While the present invention has been described with reference to certain illustrative examples and preferred embodiments, various modifications will be apparent to those skilled in the art and any such modifications are intended to be within the scope of the invention as set forth in the appended claims.

TABLE 1
AN Particle Sizes
Typical Particle Size Ranges:
			ElDorado E2	HDAN Sherritt
	PPAN	HBDPPAN	HDAN Prills	Miniprills
	1.4-3.0 mm	<1.2 mm	1.5-3.0 mm	0.5-1.4 mm
HBDPPAN and Sherritt Miniprill Particle Size Distribution:
			Sherritt
	Particle Size	HBDPPAN	Miniprill %
U.S. Sieve Size	(mm)	% in Fraction	in Fraction
−10 + 12	−2.00 + 1.70	0.3	0
−12 + 14	−1.70 + 1.40	0.4	0.3
−14 + 16	−1.40 + 1.168	0.4	21.2
−16 + 20	−1.168 + 0.833	60.4	58.2
−20 + 30	−0.833 + 0.589	5.6	16.8
−30 + 40	−0.589 + 0.420	5.5	3.0
−40 + 60	−0.420 + 0.250	6.8	0.1
−60 + 100	−0.250 + 0.147	7.0	0
−100	−0.147	13.7	0.3

	TABLE 2
			Example 3	Example 4
	Example 1	Example 2	ElDorado	Sherritt
	HBDPPAN	PPAN	E2 HDAN	Miniprills
	ANFO	ANFO	ANFO	HDAN ANFO
Detonation
Velocities at
20° C. (km/s):
Density (g/cc):	1.0	0.85	1.0	1.0
Diameter (mm)
100	3.6	2.1	fail	fail
75	3.0	fail	—	—
63	2.6	—	—	—
50	fail	—	—	—
Minimum
Booster:
75 mm (det/fail)	4½ g/#12	fail	fail	fail
Oil Absorption	11.0	6.1	1.5	2.0
(wt. %):
Bulk Density
(94% AN,
6% Fuel Oil):
Poured (g/cc)	0.97	0.89	0.88	0.95
Settled (g/cc)	1.12	0.92	1.05	1.05

Claims

1. Am ammonium nitrate-fuel oil blasting composition having a poured bulk density of from about 0.90 to about 1.05 g/cc and consisting essentially of an organic liquid fuel selected from the group consisting of mineral oil, diesel fuels and mixtures thereof and porous prilled ammonium nitrate having a poured bulk density of from about 0.9 to about 1.0 g/cc, a particle size of less than about 1.2 mm and an oil-absorption capacity of greater than about 5%.

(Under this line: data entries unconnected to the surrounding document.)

PR #545, opened 2020-04-21
Db fix accession search

devonbush:
The production query that triggered this was a keyword search for 'SCP-502', which gets treated differently by the accession matcher and the term splitter.  We may want a separate ticket to handle the underlying treatment of '-' in terms, but this at least makes the method not error.

### DIFF
--- a/app/controllers/api/v1/search_controller.rb
+++ b/app/controllers/api/v1/search_controller.rb
@@ -250,7 +250,7 @@ module Api
             accession_index = possible_accessions.index(study.accession)
             if accession_index.nil?
               # study was not a true accession match, it matches the accession term in its description
-              # make this appear after the proper accession matches, in order of wieght match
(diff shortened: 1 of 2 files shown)


app/controllers/api/v1/search_controller.rb
```diff
@@ -246,7 +246,15 @@ def index
         when :keyword
           @studies = @studies.sort_by {|study| -study.search_weight(@term_list)[:total] }
         when :accession
-          @studies = @studies.sort_by {|study| possible_accessions.index(study.accession) }
+          @studies = @studies.sort_by do |study|
+            accession_index = possible_accessions.index(study.accession)
+            if accession_index.nil?
+              # study was not a true accession match, it matches the accession term in its description
+              # make this appear after the proper accession matches, in order of wieght match
```
eweitz, line 253:
```suggestion
              # make this appear after the proper accession matches, in order of weight match
```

2. A blasting composition according to claim 1 wherein the ammonium nitrate contains an anticaking coating.

3. A blasting composition according to claim 1 containing an internal additive to enhance the physical stability of the prilled ammonium nitrate.

4. A blasting composition according to claim 1 wherein the ammonium nitrate comprises small diameter, porous particles generated in small percentage during the manufacturing or handling of low density porous prilled ammonium nitrate.